Some 9,000 tenants can't afford their rent: report
by Janene PietersTo date around 9 thousand Netherlands residents reported to their housing corporations that they cannot afford to pay their rent. The housing corporations expect that number to increase in the coming period, NRC reports after surveying 197 housing corporations, which own about 1.6 million of the 2.4 million rental homes in the Netherlands.
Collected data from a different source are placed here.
Issue #4163, opened 2025-06-12
Postgres output connector fails to start transaction


jpadilla:
**Describe the bug**

Postgres output connector fails to start transaction

**To Reproduce**

Similar to https://docs.feldera.com/connectors/sinks/postgresql#example

Create docker network

```
docker network create feldera-test
```

Run pipeline-manager

```
docker run --network feldera-test -p 8080:8080 --tty --rm -it -e RUST_BACKTRACE=full ghcr.io/feldera/pipeline-manager:latest
```

Run postgres

```
docker run --network feldera-test -d --name postgres -p 5432:5432 -e POSTGRES_USER=postgres -e POSTGRES_PASSWORD=password postgres:17
```

Create table

```
docker exec -it postgres psql -U postgres -c 'CREATE TABLE feldera_out (id INT PRIMARY KEY, s VARCHAR);'
```

Create pipeline

```
echo "create table t0 (id int, s varchar) with ('connectors' = '[{\"transport\":{\"name\":\"datagen\",\"config\":{\"plan\":[{\"rate\":1,\"limit\":5}]}}}]');create materialized view v1 with ('connectors' = '[{\"index\":\"v1_idx\",\"transport\":{\"name\":\"postgres_output\",\"config\":{\"uri\":\"postgres://postgres:password@postgres:5432/postgres\",\"table\":\"feldera_out\"}}}]') as select * from t0;create index v1_idx on v1(id);" > program.sql

fda create --host http://localhost:8080 test program.sql
```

The housing corporations think that more and more tenants will report payment problems as this crisis continues. "The longer the measures against the coronavirus continue to apply, the larger the problem group becomes," one corporation said to the newspaper. And: "Most tenants still had a salary for March, were able to get through April with their buffer, but for May the question is whether that will still work."
So far, tenants with payment problems mainly work as freelancers or self-employed. People renting business premises are also starting to report payment problems, according to the housing corporations.
The 9 thousand tenants with payment problems are only about 0.5 percent of the 1.6 million people who rent through the surveyed corporations, so the problems aren't that bad yet. According the the corporations, this is mainly because the majority of their tenants have a fixed income from benefits like welfare or pension. Nationally, 61 percent of social rental housing residents receive such a benefit.
The housing corporations also think that not everyone with financial problems have come forward yet.